→ **The problem**
Below are records; how many of their lines contain "analysis"? Reply with the number and no other words.

→ **Dataset records**
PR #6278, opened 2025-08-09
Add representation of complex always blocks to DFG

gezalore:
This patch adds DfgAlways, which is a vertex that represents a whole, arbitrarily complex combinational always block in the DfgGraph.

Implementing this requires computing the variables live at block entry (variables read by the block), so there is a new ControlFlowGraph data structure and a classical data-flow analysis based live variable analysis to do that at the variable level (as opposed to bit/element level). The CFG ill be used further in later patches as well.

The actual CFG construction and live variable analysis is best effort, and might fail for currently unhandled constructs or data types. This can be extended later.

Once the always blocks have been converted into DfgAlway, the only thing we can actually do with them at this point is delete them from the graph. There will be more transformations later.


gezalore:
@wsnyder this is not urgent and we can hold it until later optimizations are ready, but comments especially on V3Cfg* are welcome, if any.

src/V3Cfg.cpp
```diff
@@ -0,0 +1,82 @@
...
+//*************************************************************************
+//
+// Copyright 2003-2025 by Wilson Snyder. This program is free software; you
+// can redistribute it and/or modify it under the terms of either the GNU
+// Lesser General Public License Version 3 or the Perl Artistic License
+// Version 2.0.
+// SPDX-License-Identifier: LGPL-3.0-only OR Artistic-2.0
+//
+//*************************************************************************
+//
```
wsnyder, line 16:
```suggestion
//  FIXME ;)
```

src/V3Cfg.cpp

...

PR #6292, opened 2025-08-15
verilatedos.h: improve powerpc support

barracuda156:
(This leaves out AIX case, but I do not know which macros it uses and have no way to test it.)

→ **Output for this task**
2